- THE PROBLEM
Nothing should be left out when you copy the entries below.

- PROVIDED INFORMATION
PR #2943, opened 2018-04-23
enabled content security policy

spartDev:
**Status**
- [ ] WIP
- [x] Ready for review
- [x] Needs testing

- api
- hyperion (frontend)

- EXERCISE RESULT
PR #2943, opened 2018-04-23
enabled content security policy

spartDev:
**Status**
- [ ] WIP
- [x] Ready for review
- [x] Needs testing

- api
- hyperion (frontend)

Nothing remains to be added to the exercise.